Cargando...
Client Challenge

Arte

Francia restituye un símbolo de los expolios coloniales

El tambor marfileño Djidji Ayokwè es una pieza cultural que había sido pedida por Costa de Marfil durante años

La pieza devuelta por Francia Bertrand GUAYAFP

Francia restituyó este viernes a Costa de Marfil el tambor parlante (llamado así por ser capaz de emitir tonos que imitan el lenguaje humano) conocido como Djidji Ayokwè, crucial en la historia del pueblo Ebrié o Atchan y símbolo de los reclamos de devolución del patrimonio cultural africano expoliado en la colonización.
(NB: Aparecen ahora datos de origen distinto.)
PR #88, opened 2019-12-09
Ui filepicker

yanchith:
This adds another type of string parameter to the UI - a file path. The UI launches a filepicker when a file path string input is used.

@ondrowan This does not launch the filepicker in a separate thread on purpose. Janper assures me blocking all rendering is a perfectly ok user experience.

Items to do:

- [x] Test window resizing (to see if `calc_item_width` always does the correct thing)
- [x] Test on linux
- [x] Test on Windows
- [x] Test on macOS


src/ui.rs
```diff
@@ -748,3 +757,56 @@ fn push_disabled_style(ui: &imgui::Ui) -> (imgui::ColorStackToken, imgui::StyleS
...
     (color_token, style_token)
 }
+
+fn file_input(
+    ui: &imgui::Ui,
+    label: &imgui::ImStr,
+    file_ext_filter: Option<(&str, &str)>,
+    buffer: &mut imgui::ImString,
+) -> bool {
+    let edit_button_label = imgui::im_str!("Edit##{}");
```
janper: "Open"

janper (changes requested):
Technically it works, but the path looks like this: image

or this, in case of a relative path 
image

but if you the Edit button for the second time, it looks like this 
image and of course this doesn't work.

Also it's not possible to edit the path manually.

yanchith:
@janper

> Technically it works, but the path looks like this

Didn't test on windows yet. Looks like a windows string encoding thing. I'll look into it.

> or this, in case of a relative path

That looks correct to me. Is there a problem in how the relative path looks?

> Also it's not possible to edit the path manually.

That's on purpose. Do we want it editable?

> but if you the Edit button for the second time, it looks like this

How did you manage to do that? :joy: EDIT: Ok, I see. Rookie mistake on my part.

janper:
> That looks correct to me. Is there a problem in how the relative path looks?

I'd expect it to start with `.\`. On the other hand, relative paths are not so common on windows, so I guess there is no standard.

janper:
> That's on purpose. Do we want it editable?

hmmm... if copypaste works, then probably yes. if it doesn't, then don't bother

janper:
> How did you manage to do that? 😂 EDIT: Ok, I see. Rookie mistake on my part.

I tested thoroughly. Clicked the button twice

yanchith:
> > That looks correct to me. Is there a problem in how the relative path looks?
> 
> I'd expect it to start with `.\`. On the other hand, relative paths are not so common on windows, so I guess there is no standard.

Relative paths without `./` are valid AFAIK, but it's not a problem to add if you think it's important.

yanchith:
> hmmm... if copypaste works, then probably yes. if it doesn't, then don't bother

It doesn't. We have a low prio task to fix it.

janper:
> It doesn't. We have a low prio task to fix it.

Then let's not do it

janper:
> Relative paths without ./ are valid AFAIK, but it's not a problem to add if you think it's important.

Nah, let's not

janper:
image

yanchith:
~Yeah, the width of the button is hardcoded and I changed the content...~ Nope, it isn't hardcoded, I just forgot to use the computed width 😄

janper:
yup, it's just this now 
image

janper (approved):
Great, thanks!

La restitución se hizo en una ceremonia en París que estuvo presidida por la ministra francesa de Cultura, Rachida Dati, y por su homóloga marfileño, Françoise Remarck, donde ambas firmaron los documentos para oficializar la transferencia del tambor, informa Efe.

El instrumento formaba parte de las colecciones nacionales francesas y estaba a cargo del Museo nacional Quai Branly-Jacques Chirac, dedicado a las culturas de otros continentes. "La restitución del tambor parlante se inscribe en el marco de la reapertura del Museo de Civilizaciones de Costa de Marfil, en Abiyán, que será su próximo hogar", tras un proyecto de renovación al que Francia dio un apoyo financiero de 4,3 millones de euros, indicó el Ministerio de Cultura en un comunicado.

En Costa de Marfil, según la nota, el retorno del Djidji Ayokwè representa un gran "orgullo" para las comunidades atchan, que otorgan a esta obra "una fuerte dimensión cultural, histórica y social". "Los valores que transmite la obra, que consagran el respeto por el patrimonio cultural y las tradiciones de estas comunidades, reflejan la creatividad de todos aquellos que la han concebido y fabricado", indicó el Ministerio francés de Cultura en su comunicado.

"Pero, más allá de eso -agregó-, es toda la población marfileña la que siente, en lo más profundo de su ser, el poder movilizador que transmite el tambor parlante, símbolo de un país unido y orgulloso de su historia". El Djidji Ayokwè se usaba para transmitir mensajes a grandes distancias y tenía funciones sociales, como la de convocar asambleas, anunciar nacimientos y defunciones, pero también defensivas, como la de alertar a las aldeas de la comunidad de la llegada de las tropas coloniales francesas a finales del siglo XIX. Francia confiscó el tambor a comienzos del siglo XX y la restitución formal fue solicitada por Costa de Marfil en 2019, después de que el presidente francés, Emmanuel Macron, se abriera a la devolución del patrimonio cultural africano expoliado durante las colonizaciones.